### DIRECTIONS FOR THIS TASK
The records follow. Give them all back exactly.
+++
PR #251, opened 2025-07-28
8364156: [CRaC] Recompile methods decompiled during or shortly after C/R

TimPushkin:
Implements recording and triggering recompilation of methods decompiled during and shortly after C/R. The length of the "shortly-after" period can be controlled by the user via `-Djdk.crac.recompilation-delay-ms=<long>`, the default is 10ms.

Measuring the after-restore regression before and after this change shows improvement on hello-world apps. The numbers are the regression of the first after-restore 1 sec iteration vs average over 5 last before-checkpoint 1 sec iterations, i.e. lower means better; mean ± std dev over 30 runs. Measured in a Linux VM on MacOS, with CRIU, with 5ms after-restore recompilation delay.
+++
### OUTPUT FOR THIS TASK
PR #251, opened 2025-07-28
8364156: [CRaC] Recompile methods decompiled during or shortly after C/R

TimPushkin:
Implements recording and triggering recompilation of methods decompiled during and shortly after C/R. The length of the "shortly-after" period can be controlled by the user via `-Djdk.crac.recompilation-delay-ms=<long>`, the default is 10ms.

Measuring the after-restore regression before and after this change shows improvement on hello-world apps. The numbers are the regression of the first after-restore 1 sec iteration vs average over 5 last before-checkpoint 1 sec iterations, i.e. lower means better; mean ± std dev over 30 runs. Measured in a Linux VM on MacOS, with CRIU, with 5ms after-restore recompilation delay.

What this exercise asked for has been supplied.